Exact reproduction required: the lines below from the line with "In association with" to the line with "remove empty lines", both ends included, and no others.

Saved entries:
+ + +
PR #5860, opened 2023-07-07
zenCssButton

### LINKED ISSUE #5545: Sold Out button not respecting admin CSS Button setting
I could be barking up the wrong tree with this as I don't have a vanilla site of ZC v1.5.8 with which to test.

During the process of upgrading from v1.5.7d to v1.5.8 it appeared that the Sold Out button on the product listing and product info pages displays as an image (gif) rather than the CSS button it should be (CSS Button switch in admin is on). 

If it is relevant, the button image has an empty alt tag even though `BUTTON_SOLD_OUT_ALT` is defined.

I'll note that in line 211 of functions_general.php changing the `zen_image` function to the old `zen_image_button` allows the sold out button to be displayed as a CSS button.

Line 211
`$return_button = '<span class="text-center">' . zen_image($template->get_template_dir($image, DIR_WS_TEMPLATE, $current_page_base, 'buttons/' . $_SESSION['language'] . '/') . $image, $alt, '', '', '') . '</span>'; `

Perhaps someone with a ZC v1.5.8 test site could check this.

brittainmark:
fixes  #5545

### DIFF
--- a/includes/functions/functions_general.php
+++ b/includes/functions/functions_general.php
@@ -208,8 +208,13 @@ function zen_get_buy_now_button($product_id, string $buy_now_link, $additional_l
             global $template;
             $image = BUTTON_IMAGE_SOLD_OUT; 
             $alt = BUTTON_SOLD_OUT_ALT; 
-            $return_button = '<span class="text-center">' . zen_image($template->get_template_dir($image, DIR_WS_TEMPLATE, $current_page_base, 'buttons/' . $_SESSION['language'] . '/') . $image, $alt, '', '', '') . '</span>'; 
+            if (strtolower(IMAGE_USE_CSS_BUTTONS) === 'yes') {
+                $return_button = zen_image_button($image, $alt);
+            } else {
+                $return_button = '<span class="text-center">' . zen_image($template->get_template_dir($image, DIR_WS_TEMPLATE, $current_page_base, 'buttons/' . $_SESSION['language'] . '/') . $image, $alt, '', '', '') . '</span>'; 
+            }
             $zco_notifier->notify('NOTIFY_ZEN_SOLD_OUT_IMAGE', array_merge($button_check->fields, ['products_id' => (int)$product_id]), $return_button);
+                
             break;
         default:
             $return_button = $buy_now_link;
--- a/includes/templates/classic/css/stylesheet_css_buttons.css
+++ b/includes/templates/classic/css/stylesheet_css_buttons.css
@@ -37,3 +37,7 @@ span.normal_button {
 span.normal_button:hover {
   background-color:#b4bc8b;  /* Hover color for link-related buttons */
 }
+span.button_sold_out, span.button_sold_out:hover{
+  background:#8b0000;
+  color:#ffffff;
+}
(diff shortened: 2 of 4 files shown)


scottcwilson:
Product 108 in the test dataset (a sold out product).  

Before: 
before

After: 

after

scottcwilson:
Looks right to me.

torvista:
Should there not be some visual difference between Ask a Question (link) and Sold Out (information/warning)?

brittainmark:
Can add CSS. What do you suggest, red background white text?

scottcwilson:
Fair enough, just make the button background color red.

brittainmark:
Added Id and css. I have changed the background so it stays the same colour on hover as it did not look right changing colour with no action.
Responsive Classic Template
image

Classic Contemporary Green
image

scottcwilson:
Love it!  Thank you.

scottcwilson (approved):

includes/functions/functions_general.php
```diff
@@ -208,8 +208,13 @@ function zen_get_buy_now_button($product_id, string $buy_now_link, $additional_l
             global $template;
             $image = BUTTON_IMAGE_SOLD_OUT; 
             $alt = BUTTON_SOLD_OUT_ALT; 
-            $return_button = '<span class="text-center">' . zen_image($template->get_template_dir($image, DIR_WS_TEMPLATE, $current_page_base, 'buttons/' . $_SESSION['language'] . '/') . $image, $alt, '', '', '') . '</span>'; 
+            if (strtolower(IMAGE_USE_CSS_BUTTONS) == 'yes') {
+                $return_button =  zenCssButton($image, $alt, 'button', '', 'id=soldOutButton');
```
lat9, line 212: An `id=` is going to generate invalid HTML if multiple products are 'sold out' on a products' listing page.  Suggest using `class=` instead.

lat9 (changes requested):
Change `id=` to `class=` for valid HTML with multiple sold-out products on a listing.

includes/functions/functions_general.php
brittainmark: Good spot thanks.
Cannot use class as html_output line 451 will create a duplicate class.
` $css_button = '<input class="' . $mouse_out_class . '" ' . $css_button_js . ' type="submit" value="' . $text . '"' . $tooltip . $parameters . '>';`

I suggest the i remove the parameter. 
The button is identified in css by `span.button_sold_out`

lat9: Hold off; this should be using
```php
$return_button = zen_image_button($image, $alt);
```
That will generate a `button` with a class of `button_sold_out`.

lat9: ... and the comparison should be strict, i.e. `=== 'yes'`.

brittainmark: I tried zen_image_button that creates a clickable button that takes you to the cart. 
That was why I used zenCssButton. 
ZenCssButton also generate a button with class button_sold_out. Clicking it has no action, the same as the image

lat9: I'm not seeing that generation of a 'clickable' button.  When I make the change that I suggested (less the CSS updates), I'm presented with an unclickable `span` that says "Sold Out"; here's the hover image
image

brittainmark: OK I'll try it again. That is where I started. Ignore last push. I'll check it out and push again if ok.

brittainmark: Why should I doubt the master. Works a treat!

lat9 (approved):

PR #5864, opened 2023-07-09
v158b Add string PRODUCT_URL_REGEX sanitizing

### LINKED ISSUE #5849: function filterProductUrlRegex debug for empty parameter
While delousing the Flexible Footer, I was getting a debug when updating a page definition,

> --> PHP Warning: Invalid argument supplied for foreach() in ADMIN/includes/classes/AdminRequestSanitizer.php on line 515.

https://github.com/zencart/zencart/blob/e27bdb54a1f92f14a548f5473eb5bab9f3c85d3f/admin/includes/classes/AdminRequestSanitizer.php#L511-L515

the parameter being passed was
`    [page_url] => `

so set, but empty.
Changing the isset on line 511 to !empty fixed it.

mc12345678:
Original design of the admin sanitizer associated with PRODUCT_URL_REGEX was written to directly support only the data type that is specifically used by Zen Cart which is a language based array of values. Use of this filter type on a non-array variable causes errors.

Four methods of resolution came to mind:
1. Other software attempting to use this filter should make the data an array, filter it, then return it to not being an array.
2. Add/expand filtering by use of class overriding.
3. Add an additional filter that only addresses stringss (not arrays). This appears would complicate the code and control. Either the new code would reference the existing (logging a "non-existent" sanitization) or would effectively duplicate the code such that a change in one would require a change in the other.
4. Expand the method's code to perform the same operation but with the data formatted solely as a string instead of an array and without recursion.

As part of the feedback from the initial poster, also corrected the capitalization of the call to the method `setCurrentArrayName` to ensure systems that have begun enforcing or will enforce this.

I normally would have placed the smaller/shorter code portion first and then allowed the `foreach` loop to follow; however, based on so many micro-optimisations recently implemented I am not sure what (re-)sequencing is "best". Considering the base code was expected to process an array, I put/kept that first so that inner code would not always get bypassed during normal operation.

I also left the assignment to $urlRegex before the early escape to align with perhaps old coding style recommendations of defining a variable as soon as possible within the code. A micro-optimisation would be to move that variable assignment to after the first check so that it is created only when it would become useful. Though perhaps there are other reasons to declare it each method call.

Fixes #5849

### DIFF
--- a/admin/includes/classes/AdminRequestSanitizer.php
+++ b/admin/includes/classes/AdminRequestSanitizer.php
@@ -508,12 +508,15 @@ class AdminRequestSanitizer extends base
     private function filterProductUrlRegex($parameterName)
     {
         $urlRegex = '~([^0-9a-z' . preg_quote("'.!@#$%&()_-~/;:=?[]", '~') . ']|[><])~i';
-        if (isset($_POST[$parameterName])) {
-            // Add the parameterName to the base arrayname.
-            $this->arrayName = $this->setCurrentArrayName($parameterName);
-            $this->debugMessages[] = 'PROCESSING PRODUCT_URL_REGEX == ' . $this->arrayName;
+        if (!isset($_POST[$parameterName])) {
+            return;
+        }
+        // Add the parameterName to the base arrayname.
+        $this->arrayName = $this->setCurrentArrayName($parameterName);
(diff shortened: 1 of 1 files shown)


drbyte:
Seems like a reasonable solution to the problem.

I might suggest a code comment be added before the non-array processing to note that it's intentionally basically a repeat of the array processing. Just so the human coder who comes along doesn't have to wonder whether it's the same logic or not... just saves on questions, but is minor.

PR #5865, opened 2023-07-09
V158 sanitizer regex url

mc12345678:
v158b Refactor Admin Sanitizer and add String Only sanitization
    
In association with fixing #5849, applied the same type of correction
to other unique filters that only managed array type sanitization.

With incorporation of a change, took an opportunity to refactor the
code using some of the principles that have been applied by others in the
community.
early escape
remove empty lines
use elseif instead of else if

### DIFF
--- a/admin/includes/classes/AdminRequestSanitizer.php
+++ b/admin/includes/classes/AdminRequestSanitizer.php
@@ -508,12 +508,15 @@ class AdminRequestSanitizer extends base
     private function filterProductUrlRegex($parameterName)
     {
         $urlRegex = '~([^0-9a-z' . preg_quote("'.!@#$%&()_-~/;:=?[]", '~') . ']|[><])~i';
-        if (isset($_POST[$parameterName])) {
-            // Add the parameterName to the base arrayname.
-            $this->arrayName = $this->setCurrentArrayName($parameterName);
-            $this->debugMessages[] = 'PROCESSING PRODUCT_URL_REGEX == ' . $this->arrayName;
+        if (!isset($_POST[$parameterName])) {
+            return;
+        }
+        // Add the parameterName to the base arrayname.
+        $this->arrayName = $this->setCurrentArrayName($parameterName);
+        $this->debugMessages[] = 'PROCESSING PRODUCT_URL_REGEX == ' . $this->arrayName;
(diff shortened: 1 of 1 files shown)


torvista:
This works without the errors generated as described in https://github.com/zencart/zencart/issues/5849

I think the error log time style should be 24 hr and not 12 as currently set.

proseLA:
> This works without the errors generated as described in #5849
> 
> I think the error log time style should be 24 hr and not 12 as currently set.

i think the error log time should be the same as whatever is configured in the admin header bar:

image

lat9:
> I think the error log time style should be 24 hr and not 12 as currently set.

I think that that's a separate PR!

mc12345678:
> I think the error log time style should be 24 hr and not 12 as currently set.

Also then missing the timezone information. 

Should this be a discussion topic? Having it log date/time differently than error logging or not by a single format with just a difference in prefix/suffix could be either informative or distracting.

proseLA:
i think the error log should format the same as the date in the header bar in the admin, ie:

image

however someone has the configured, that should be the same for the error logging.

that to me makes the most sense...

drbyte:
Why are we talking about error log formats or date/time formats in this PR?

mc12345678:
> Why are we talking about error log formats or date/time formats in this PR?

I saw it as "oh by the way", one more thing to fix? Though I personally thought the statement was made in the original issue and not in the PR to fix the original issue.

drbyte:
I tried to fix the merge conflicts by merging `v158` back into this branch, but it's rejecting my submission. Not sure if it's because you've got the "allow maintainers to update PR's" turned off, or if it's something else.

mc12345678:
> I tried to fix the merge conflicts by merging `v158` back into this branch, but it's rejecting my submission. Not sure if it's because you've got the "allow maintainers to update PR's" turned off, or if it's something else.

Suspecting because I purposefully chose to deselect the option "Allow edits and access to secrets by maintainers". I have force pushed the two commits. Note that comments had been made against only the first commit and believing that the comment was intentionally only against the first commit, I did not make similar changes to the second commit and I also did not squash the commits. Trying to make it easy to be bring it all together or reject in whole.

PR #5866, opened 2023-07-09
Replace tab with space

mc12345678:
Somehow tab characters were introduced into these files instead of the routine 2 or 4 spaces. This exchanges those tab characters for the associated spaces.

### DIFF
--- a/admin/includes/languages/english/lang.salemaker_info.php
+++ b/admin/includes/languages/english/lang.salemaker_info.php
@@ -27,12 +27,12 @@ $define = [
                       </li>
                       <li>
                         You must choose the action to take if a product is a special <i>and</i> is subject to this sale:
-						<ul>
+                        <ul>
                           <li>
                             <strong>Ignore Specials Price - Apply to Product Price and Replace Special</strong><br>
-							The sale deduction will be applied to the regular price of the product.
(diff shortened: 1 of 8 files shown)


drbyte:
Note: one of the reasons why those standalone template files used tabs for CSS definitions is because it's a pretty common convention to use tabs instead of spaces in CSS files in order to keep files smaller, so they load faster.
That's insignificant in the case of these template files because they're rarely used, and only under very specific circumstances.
+ + +
PROBLEM SOLUTION ::
In association with fixing #5849, applied the same type of correction
to other unique filters that only managed array type sanitization.

With incorporation of a change, took an opportunity to refactor the
code using some of the principles that have been applied by others in the
community.
early escape
remove empty lines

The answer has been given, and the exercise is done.